# TASK
Set down exactly the lines from the one containing "userID int, groupI" through the last line of the data below, and no others.
** Opening DATA SUPPLIED block **
PR #23571, opened 2026-07-17
fix: address unsafe type assertions causing potential panics across packages

Norway-02:

Thank you for the kind suggestion, @wy65701436! This PR consolidates all previous individual fixes into a single PR that addresses the **generic problem of unsafe type assertions** across the codebase, which can cause runtime panics (HTTP 500) when the underlying interface type does not match the expected type.

## Problem

Throughout several packages, values stored as `interface{}` (in maps, filter structures, ORM results, etc.) were directly type-asserted without a safety check. For example:

```go
// Before: Direct assertion, panics if wrong type
return val.(float64)
cronItem.(string)
filter.Value.(string)
value.(int64)
```

If any of these values contain an unexpected type — due to API anomalies, malformed payloads, ORM driver changes, or JSON unmarshaling quirks — the process panics with a fatal error, causing the entire request to fail and often crashing the goroutine.

## Files Changed

| File | Fix |
|------|-----|
| `src/pkg/retention/manager.go` | Safe type assert for cron trigger setting |
| `src/pkg/scan/postprocessors/report_converters.go` | Safe type assert for CVSS v3 score |
| `src/pkg/retention/policy/models.go` | Safe type assert in retention policy validation |
| `src/pkg/project/dao/dao.go` | Safe type assert for ORM role values |
| `src/pkg/reg/filter/artifact.go` | Safe type assert for artifact filter values |
| `src/pkg/reg/filter/repository.go` | Safe type assert for repository filter values |

## Solution

Each unsafe assertion is now guarded by a two-value type assertion, and failures return a proper error rather than panicking:

```go
// After: Safe assertion, returns error if wrong type
if val, ok := v.(float64); ok {
    return val
}
if cronStr, isStr := cronItem.(string); isStr {
    // use cronStr safely
}
```

### DIFF
--- a/src/pkg/project/dao/dao.go
+++ b/src/pkg/project/dao/dao.go
@@ -197,7 +197,9 @@ func (d *dao) ListRoles(ctx context.Context, projectID int64, userID int, groupI
 
 	var roles []int
 	for _, value := range values {
-		roles = append(roles, int(value.(int64)))
+		if roleInt64, ok := value.(int64); ok {
+			roles = append(roles, int(roleInt64))
+		}
 	}
 
 	return roles, nil
--- a/src/pkg/reg/filter/artifact.go
+++ b/src/pkg/reg/filter/artifact.go
@@ -15,6 +15,7 @@
 package filter
 
 import (
+	"fmt"
 	"strings"
 
 	"github.com/goharbor/harbor/src/pkg/reg/model"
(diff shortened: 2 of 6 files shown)


Norway-02:
@wy65701436 As suggested, I've consolidated all the individual unsafe type assertion fixes into this single PR. It addresses the generic problem across 6 files in one go. @chlins @stonezdj @Vad1mo @OrlinVasilev — would you be able to review this?

wy65701436 (approved):
lgtm, thanks.

stonezdj (approved):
** Closing DATA SUPPLIED block **
# EXPECTED ANSWER
@@ -197,7 +197,9 @@ func (d *dao) ListRoles(ctx context.Context, projectID int64, userID int, groupI
 
 	var roles []int
 	for _, value := range values {
-		roles = append(roles, int(value.(int64)))
+		if roleInt64, ok := value.(int64); ok {
+			roles = append(roles, int(roleInt64))
+		}
 	}
 
 	return roles, nil
--- a/src/pkg/reg/filter/artifact.go
+++ b/src/pkg/reg/filter/artifact.go
@@ -15,6 +15,7 @@
 package filter
 
 import (
+	"fmt"
 	"strings"
 
 	"github.com/goharbor/harbor/src/pkg/reg/model"
(diff shortened: 2 of 6 files shown)


Norway-02:
@wy65701436 As suggested, I've consolidated all the individual unsafe type assertion fixes into this single PR. It addresses the generic problem across 6 files in one go. @chlins @stonezdj @Vad1mo @OrlinVasilev — would you be able to review this?

wy65701436 (approved):
lgtm, thanks.

stonezdj (approved):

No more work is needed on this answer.